編集委員会

Committee

委員長挨拶

編集委員長 就任あいさつ

松行 美帆子(横浜国立大学 教授)

このたび、学会誌『都市計画』の編集委員長を拝命いたしました。歴代の委員長ならびに編集委員の皆様が築いてこられた学会誌の伝統と信頼を引き継ぐことに、身の引き締まる思いです。

前委員長の佐々木邦明先生が示されたように、学会誌には、学会と会員、そして学会と社会とを結ぶ双方向のチャンネルとしての役割があります。都市計画に関する学術的知見と実践的経験を共有する場であると同時に、研究者、実務者、行政、民間、地域といった多様な立場の会員をつなぎ、都市計画をめぐる議論を社会へと開いていくための重要な媒体でもあります。
小泉会長が就任挨拶で指摘されているとおり、都市計画はいま、近代都市計画の成立期以来ともいわれる大きな社会的転換の真っただ中にあります。人口減少・少子高齢化、自然災害の激甚化、気候変動、社会的包摂、デジタル技術の進展、ウェルビーイングへの関心の高まりなど、都市計画が向き合うべき課題は複雑化し、相互に深く関わり合っています。こうした時代においては、既に確立された知見や実践を共有するだけでなく、これからの都市計画が何を問い、どのような視点を獲得していくべきかを考えることが、ますます重要になっていると感じています。

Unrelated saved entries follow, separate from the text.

PR #172, opened 2022-02-19
Optimize sorting in the `GitHelper.previousReleases`

danicheg:
Let's save a few nanoseconds on the loading of the project. Though it's only the hypothesis that sorting using git is faster. But I can bet it's so.

### DIFF
--- a/kernel/src/main/scala/org/typelevel/sbt/kernel/GitHelper.scala
+++ b/kernel/src/main/scala/org/typelevel/sbt/kernel/GitHelper.scala
@@ -27,15 +27,14 @@ private[sbt] object GitHelper {
    * @param fromHead
    *   if `true`, only tags reachable from HEAD's history. If `false`, all tags in the repo.
    */
-  def previousReleases(fromHead: Boolean = false): List[V] = {
+  def previousReleases(fromHead: Boolean = false): List[V] =
     Try {
       val merged = if (fromHead) " --merged HEAD" else ""
       // --no-contains omits tags on HEAD
-      s"git tag --no-contains HEAD$merged".!!.split("\n").toList.map(_.trim).collect {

そこで、これからの学会誌『都市計画』では、現在の都市計画が直面する課題を丁寧に捉えるとともに、半歩先、一歩先の都市計画を考えるための特集を企画していけたらと考えています。都市や地域の変化は、しばしば現場で先に感じ取られ、その後に制度や理論、研究の言語として整理されていくものです。まだ十分に言語化されていない課題、今後重要性を増すであろう視点、なじみのあるテーマを捉え直す新しい考え方----そうした「芽」を紙面に取り上げ、会員の皆様と議論を深めていく場にできればと思います。

また、そのためには、既存の都市計画の枠組みの中だけで議論を閉じるのではなく、より広い分野や主体の知見を重ね合わせることが必要だと思います。都市計画はもとより学際的な領域であり、今までも建築、土木、造園などの隣接領域と長く連携を重ねてきました。学会誌においては、さらに、医療・福祉、情報科学、生態学、経済学、芸術といった関連分野の視点や方法を取り入れ、融合させることで、都市計画における新しい視点や考え方を創っていく一助になりたいと考えています。

同時に、これからの都市計画を考えるうえでは、研究者や専門家だけでなく、自治体、民間、NPO、地域の実践者、中堅・ベテランだけではなく若手の研究者・実務者など、多様な主体の知見を重ね合わせることも不可欠です。現場で生まれつつある課題意識や実践の中にこそ、次の都市計画を考える手がかりが含まれていることも少なくありません。学会誌の特集においても、異なる分野や立場からの視点を同じ紙面に置くことで、都市計画の議論の幅を広げ、新たな連携や実践につながるきっかけをつくっていきたいと考えています。

学会誌は、編集委員会だけでつくるものではなく、会員の皆様のご寄稿、ご提案、ご意見によって成り立つものです。読まれて終わる学会誌ではなく、読者の刺激となり、新たな議論や実践へとつながる学会誌を目指して、編集委員の皆様とともに取り組んでまいります。
会員の皆様には、今後とも学会誌『都市計画』への積極的なご参加とご支援を賜りますよう、どうぞよろしくお願い申し上げます。